The talent Whitehall has access to is fundamental to its success. Often this involves bringing in people with expertise from outside of Government. But it’s also essential to recruit and develop the best officials – who can work seamlessly across policy and delivery, and effectively unlock barriers to growth and other policy goals.
With billions of pounds of economic output at stake, the pay of decision-makers is one of the last places we should be penny-pinching. Talent comes at a price, and government should be prepared to pay for it.
In a report we’ve published today, Joe Hill and I set out a new model for the Civil Service Fast Stream, which aims to get top graduates into government roles. Despite being badged as a way to recruit elite talent, it has lost this clear focus – both in terms of who it accepts, the training and development it offers, and in its pay and status compared to the leadership schemes of many companies in the private sector.

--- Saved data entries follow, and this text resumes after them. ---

PR #2643, opened 2020-11-05
feat: way to only recompile changed files

henryiii:
## Description

Adding a "cache" feature that assists in development. If a source has not changed since the file has been created, you can just reuse the old compile. Opt-in, and really only affects development builds (`pip install -e .` or similar), since otherwise everything is built in a clean, new directory. Requested by @HDembinski for the HEP/Astro project iMinuit. I've based it on the existing code there, and verified that it works on boost-histogram (the `python_example` only has one file, which makes it rather uninformative for testing this). Added notes in the docs about CCache, too.

```python
from pybind11.setup_helpers import ParallelCompile, simple_recompile

# Or, custom function:
# def simple_recompile(obj, src):
#     return os.stat(obj).st_mtime < os.stat(src).st_mtime

ParallelCompile("NPY_NUM_BUILD_JOBS", needs_recompile = simple_recompile).install()
```

## Suggested changelog entry:

```rst
* Added ``needs_recompile`` optional function to the ParallelCompiler helper, to allow a recompile to be skipped based on a user-defined function.
```


henryiii:
PS: this is a very minor feat, so I'd be okay with it going into 1.6.1, what do you think?

YannickJadoul:
Why don't we just always advise ccache? That seems like the obvious way to do this, taking all kinds of subtleties into account, rather than adding unrelated code to pybind11. (I know that's putting it rather harshly; intentionally so, since I expect you have a good answer ;-) )

Same as with the `ParallelCompile` thing: I'm a bit weary on why pybind11 should offer this, and why it's not a separate package/project that can be pip installed/included as CMake submodule or subtree/...

pybind11/setup_helpers.py
```diff
@@ -309,6 +309,9 @@ class ParallelCompile(object):
     envvar: Set an environment variable to control the compilation threads, like NPY_NUM_BUILD_JOBS
     default: 0 will automatically multithread, or 1 will only multithread if the envvar is set.
     max: The limit for automatic multithreading if non-zero
+    lazy: Do not try to recompile up-to-date outputs if True
```
YannickJadoul, line 312: Wondering if "lazy" is the right thing here. When I hear lazy in computational context, I think of postponing work until it's really necessary, rather than not doing work that has already be done. But maybe I'm confusing the general "lazy" and specific "lazy evaluation"?

henryiii:
CCache is a separate dependency, and not very officially supported on Windows. This is a simpler (and off-by-default) workaround that works everywhere, and enabling it doesn't affect "normal" users, as a non-editable install is in a new build folder anyway. It's also easy for us to include here, but hard for a user to inject.

It's not trivial to include dependencies at setuptime, each method of doing so (PEP 518, setup_requires, submodules, copy-and-paste) has drawbacks and doesn't work everywhere (conda disables most of them, for example). IMO, pybind11 should offer reasonable assistance with users wanting to use setuptools, because that's a key part of writing a good pybind11 module.

If, for example, we added `ParallelCompile` to a package, then it would not be available for the non-setuptools users, because we can't ask for dependencies like a normal Python package can. If we add it as a submodule, it breaks users on GitLab. Either way, it wouldn't work for add_submodule usage. If we require uses to also use that package to get the feature, then they would have to solve the problem of adding the new package again, after adding pybind11.

pybind11/setup_helpers.py
henryiii: Feel free to suggest a better term. I has `cached` originally.

YannickJadoul:
> This is a simpler (and off-by-default) workaround that works everywhere, and enabling it doesn't affect "normal" users, as a non-editable install is in a new build folder anyway.

> IMO, pybind11 should offer reasonable assistance with users wanting to use setuptools

That's true, so I'm not really opposed to it; you managed to convince me of `ParallelCompile` as well.

> It's not trivial to include dependencies at setuptime

But ... pybind11 is already a dependency at setuptime? One that users either require with `pip` or `conda`, or include as submodule/subtree, or vendor, or ... Why would this be so much different? If users can install pybind11, why couldn't they install in a very similar way "henryiii/setuptoolstools" (or something like that; I'm not pinning you to this horrible name :-p ). You already have this whole explanation of `setup_helpers`, and we're not using this `ParallelCompile` ourselves in pybind11, are we?

But, as I said, I don't oppose including it. To some degree this is just an additional feature/fix to the already existing `ParallelCompile`, so...

pybind11/setup_helpers.py
YannickJadoul: Any reason you discarded `cached`? Otherwise, `use_cache`, perhaps?

But no change needed for just me. Just mentioning and seeing if you or anyone else would feel the same about `lazy`.

henryiii: `cached=True` doesn't really explain what it's doing that well, I though. How about `if/as_needed=True`?

YannickJadoul: True, yes. Or `always_recompile=False`?

YannickJadoul: > True, yes. Or `always_recompile=False`?

Nah, that's not fully clear either.
So, OK, from that perspective, `lazy` is a great term, it just has an unfortunate connotation.

YannickJadoul: `incremental=True`?

henryiii:
My point was any external solution will significantly complicate usage from pybind11, where I expect most users will be. This makes life much easier for simple to intermediate pybind11 users (advanced users probably will set everything up for themselves anyway).

pybind11/setup_helpers.py
henryiii: I actually liked `always_recompile=False` better than `incremental=True`, which sounds like incremental linking in Windows.

How about `only_changed=True`?

YannickJadoul: (I was thinking of incremental builds, but OK)

Could also work, yes. None of these all fully convinced me, so far. But none of them are awful either, so ...

HDembinski:
Hi, just to chime in, @YannickJadoul you are right, of course, that this functionality and parallel builds should ideally come from setuptools, but that's unfortunately not the case. @henryiii made a good case against ccache and it is a rather small patch with a lot of convenience value, so not really adding bloat to pybind11. I think everyone here would be happy to rip this out again once this functionality is available somewhere upstream.

I missed why `lazy` was renamed to `only_changed`, I would prefer the shorter `lazy` and it is pretty much the usual term for this sort of thing, if it is opt-in, because that means anyone who actually wants to use this has to type it a lot.

henryiii:
`lazy` sounds like it's delaying compilation or changing the parallel method somehow; it's not quite as clear as `only_changed`, which describes exactly what it's going to do if you turn it on (only recompile changed files). It's not something you type often (assuming even with the most rapid prototyping you do not make a new setup.py every day? And copy-paste is rather common in setup code), and it's rather specialized, so I'd rather have it read like documentation than save a few characters. I'm not strongly against `lazy` either, though.

I have tested this locally and verified it works with `pip install -e . -v`; it's a nice speed boost even in a parallel environment if you edit a quicker-to-compile file!

Remember, it will look like this:

```python
# Use the environment variable NPY_NUM_BUILD_JOBS
ParallelCompile("NPY_NUM_BUILD_JOBS", only_changed=True).install()
# or
ParallelCompile("NPY_NUM_BUILD_JOBS", lazy=True).install()
```

YannickJadoul:
@HDembinski

> this functionality and parallel builds should ideally come from setuptools, but that's unfortunately not the case.

True, or some independent plugin. E.g., I don't see why this couldn't be interesting for Cython project. And since our docs suggest vendoring the file or using `PEP 518`, there's not a lot of extra complexity if a user has to add this `ParallelCompile` in the same way?

> @henryiii made a good case against ccache and it is a rather small patch with a lot of convenience value, so not really adding bloat to pybind11. I think everyone here would be happy to rip this out again once this functionality is available somewhere upstream.

Agreed; I see the ccache argument, yes (though ccache still seems to be the correct way to set something up on the long term, to me?), and indeed, it's just tweaking `ParallelCompile`, so I'm fine to see this merged. I'm more concerned about re-usability and separation of concerns than about this not being maintainable :-)

And yes, `lazy` was nice and short, but Henry correctly summarized my doubts about that name. If it's decide that that connotation to `lazy` is not a problem, I'm fine with that as well, though.

henryiii:
> I don't see why this couldn't be interesting for Cython project

ParallelCompile is already available (in a less configurable form) in NumPy, which Cython users have to have at compile time anyway, while pybind11 users do not. Agree that eventually we might also make then available in a separate package, but that will complicate usage here. We probably would want to follow pip's method of including dependencies - it has dozens of dependencies, but they [vendor them in](https://github.com/pypa/pip/tree/master/src/pip/_vendor) - probably with git subtree or something similar (submodules have drawbacks for something so integral as pybind11).

HDembinski:
> It's not something you type often (assuming even with the most rapid prototyping you do not make a new setup.py every day?

Sorry, I misunderstood how this works, I thought I have to add `only_changed` as a command-line option to `pip install`.

henryiii:
So I think we are around 2-3 votes for `only_changed`?

henryiii:
I've noticed that NumPy does this by default: https://github.com/numpy/numpy/blob/cfee2df31bdc127c345894aee594cbcbb8cddd0e/numpy/distutils/ccompiler.py#L303 

Should we consider changing the default from `only_changed=False` to `only_changed=True` in pybind11 2.7.0? Or here?

henryiii:
I've restructured this quite a bit. With the observation that this is not recursive (it can't tell if you changed a header file), I've pulled the check function out and instead provided a way for users to add their own, with the "simple" one as a suggestion. This a) doesn't assume anything about a user's project structure, b) keeps the code that we provide simple, and c) keeps us from falling down a rabbit hole if users start complaining about changing a header and not having it show up when they rebuild.

Many projects are probably fine and mostly .cpp files, but not all. As a counter-example, boost-histogram has more pybind11 code in headers than it does in .cpp files.

New usage:

```python
from pybind11.setup_helpers import ParallelCompile

class SmartCompile(ParallelCompile):
    @staticmethod
    def needs_recompile(obj, src):
        return os.stat(obj).st_mtime < os.stat(src).st_mtime

SmartCompile("NPY_NUM_BUILD_JOBS").install()
```

Note that in my original reasoning I mentioned that one of the key reasons was user's couldn't modify this. Now they can. :)

henryiii:
Hopefully this will make @YannickJadoul happier, and @HDembinski if you could "review and approve" if you like it, that would be helpful too. :)

rwgk (approved):
Looks awesome to me :-)

YannickJadoul:
> Hopefully this will make @YannickJadoul happier

I wasn't per se unhappy about this PR ;-) Especially not about this part, because I didn't actually notice the recursive/header issue.
How does `numpy` handle this recursive case, then, btw?

Two suggestions:
- Rather than just in the docs, we could also provide this extra simple class, to avoid different project reimplementing this? `NaiveIncrementalCompile`/`SimpleIncrementalCompile` or so?
- Instead of subclassing, you could also accept a callable `should_recompile`? (Not convinced this is better, but throwing this out there, if anyone would prefer this to subclassing.)

Apart from that, sure, go ahead and merge, as far as I'm concerned :-)

henryiii:
> we could also provide this extra simple class

Sure, that would be useful, I think.

> Instead of subclassing, you could also accept a callable

I thought about it when designing this - either way works, I slightly prefer the extra structure provided by subclassing (plus, that way we could provide a single import "SimpleIncrementalCompile" instead of having to get and use a second import for the function and pass it in. But no strong preference here. @HDembinski do you have an opinion?

YannickJadoul:
> The "import" version would have looked like this:

Yep, something like that is what I was thinking! No strong opinion either way, though (this is slightly more cumbersome, but also avoids subclassing, so potentially a slight increase in future combinatoriality?). `naive` might be better than `simple`, though, as a warning to users, or do you think that's too negative?

HDembinski:
> I thought about it when designing this - either way works, I slightly prefer the extra structure provided by subclassing (plus, that way we could provide a single import "SimpleIncrementalCompile" instead of having to get and use a second import for the function to pass it in. But no strong preference here. @HDembinski do you have an opinion?

I favor the "pass a callable" approach, because of minimal coupling and minimal design. The function is independent of the class. Requiring me to subclass something to add a staticmethod is not a minimal elegant design. Subclassing the preferred solution only if it is conceivable that the callable may need to access privates of `ParallelCompile`, but it is designed anyway to not access `self`, so...

HDembinski:
> naive might be better than simple, though, as a warning to users, or do you think that's too negative?

I also like `naive`, gives a fair warning.

henryiii:
Okay, you've convinced me - I've pushed a free function version.

docs/compiling.rst
```diff
@@ -89,6 +89,27 @@ default number of threads (0 will take the number of threads available) and
...
+with the following:
+
+.. code-block:: python
+
+    from pybind11.setup_helpers import ParallelCompile, naive_recompile
+
+    SmartCompile("NPY_NUM_BUILD_JOBS", needs_recompile=naive_recompile).install()
+
+
+If you have a more complex build, you can implement a smarter function, or you
```
rwgk, line 105: ..., you can pass a smarter function to `needs_recompile`, ...
?

rwgk (approved):
Nice!

docs/compiling.rst
henryiii: Thanks, updated text slightly.

pybind11/setup_helpers.py
```diff
@@ -306,24 +324,42 @@ class ParallelCompile(object):
...
+    function can be provided via needs_recompile.  If the output has not yet
+    been generated, the compile will always run, and this function is not
+    called.
     """
 
-    __slots__ = ("envvar", "default", "max", "old")
+    __slots__ = ("envvar", "default", "max", "_old", "needs_recompile")
 
-    def __init__(self, envvar=None, default=0, max=0):
+    def __init__(self, envvar=None, default=0, max=0, needs_recompile=no_recompile):
```
YannickJadoul, line 357: Oh, interesting. I was just expecting `needs_recompile=None` as default.
But since this is nothing performance-critical, why not like this, yes.

pybind11/setup_helpers.py
```diff
@@ -306,24 +324,42 @@ class ParallelCompile(object):
...
+        Set an environment variable to control the compilation threads, like
+        NPY_NUM_BUILD_JOBS
+    default:
+        0 will automatically multithread, or 1 will only multithread if the
+        envvar is set.
+    max:
+        The limit for automatic multithreading if non-zero
+    needs_recompile:
+        A function of (obj, src) that returns True when recompile is needed.  No
+        effect in isolated mode; use ccache instead, see
```
YannickJadoul, line 337: If you want another nitpicky remark on capitals: "CCache"?

YannickJadoul: Actually, apparently it's "Ccache" or "ccache", according to their own website: https://ccache.dev/ So maybe the other ones should be changed?

(Or just ignore this; I'm sure there's better ways to spend your time.)

pybind11/setup_helpers.pyi
```diff
@@ -1,7 +1,7 @@
 # IMPORTANT: Should stay in sync with setup_helpers.py (mostly checked by CI /
 # pre-commit).
 
-from typing import Any, Iterator, Optional, Type, TypeVar, Union
+from typing import Any, Iterator, Optional, Type, TypeVar, Union, Callable
```
YannickJadoul, line 4: Another nitpicky one:

```suggestion
from typing import Any, Callable, Iterator, Optional, Type, TypeVar, Union
```

YannickJadoul (approved):
Looks pretty clean!

pybind11/setup_helpers.py
henryiii: Dissalowing CCache, and fixed.

pybind11/setup_helpers.pyi
henryiii: Fixed, thanks!

pybind11/setup_helpers.py
henryiii: This provided slightly simpler typing, being just `Callable[[str, str],bool ` instead of `Optional[Callable[[str, str],bool]`, which is why I did it this way.

docs/compiling.rst
```diff
@@ -89,6 +89,36 @@ default number of threads (0 will take the number of threads available) and
...
+pip install -e .`` would be the way to use it with GCC, for example. Unlike the
+simple solution, this even works even when not compiling in editable mode, but
+it does require Ccache to be installed.
+
+Keep in mind that pip will not even attempt to rebuild if it things it has
+already built a copy of your code, which it deduces from the version number.
+One way to avoid this is to use [setuptools_scm]_, which will generate a
+version number that includes the number of commits since your last tag and a
+hash for a dirty directory. Another way to force a rebuild is purge your cache
+or use pip's ``--no-cache-dir`` option.
```
henryiii, line 116: FYI, I've just added this section, as this is likely a common issue related to caching. @YannickJadoul

docs/compiling.rst
```diff
@@ -89,6 +89,36 @@ default number of threads (0 will take the number of threads available) and
...
+pip install -e .`` would be the way to use it with GCC, for example. Unlike the
+simple solution, this even works even when not compiling in editable mode, but
+it does require Ccache to be installed.
+
+Keep in mind that Pip will not even attempt to rebuild if it thinks it has
+already built a copy of your code, which it deduces from the version number.
+One way to avoid this is to use [setuptools_scm]_, which will generate a
+version number that includes the number of commits since your last tag and a
+hash for a dirty directory. Another way to force a rebuild is purge your cache
+or use Pip's ``--no-cache-dir`` option.
```
henryiii, line 116: FYI, I've just added this section, as this is likely a common issue related to caching. @YannickJadoul

HDembinski:
I am not an official reviewer, but for the record, it looks all good to me, thank you for the great work, @henryiii

henryiii:
I think we have enough approvals, then. Thanks everyone!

For entrepreneurialism and the economy to thrive, we need a Fast Stream – and Civil Service – that builds the knowledge and hard-edged skills required to develop effective policy. Of course, there’s no silver bullet; separate to this paper, Reform has outlined how Whitehall can improve the value for money of its spending, better implement AI in public services, and become more mission-led. But an overhaul of the Fast Stream – with more competitive pay and a revitalised development offer – will pay big, long-term dividends.